What to do ->
Repeat the entire listing exactly as written.

The data ->
====
PR #1345, opened 2025-02-18
docs: Change config_context docs

MarieS-WiMLDS:
From the example given in config_context, I understand that it is not global, as apposed to set_config, but rather a local behavior. Is it correct?  
In any case, the current docs is blurry to me, because it doesn't appear at first sight what is the difference between `set_config` and `config_context`.

### DIFF
--- a/skore/src/skore/_config.py
+++ b/skore/src/skore/_config.py
@@ -30,7 +30,7 @@ def get_config():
====
Result for this task ->
PR #1345, opened 2025-02-18
docs: Change config_context docs

MarieS-WiMLDS:
From the example given in config_context, I understand that it is not global, as apposed to set_config, but rather a local behavior. Is it correct?  
In any case, the current docs is blurry to me, because it doesn't appear at first sight what is the difference between `set_config` and `config_context`.

### DIFF
--- a/skore/src/skore/_config.py
+++ b/skore/src/skore/_config.py
@@ -30,7 +30,7 @@ def get_config():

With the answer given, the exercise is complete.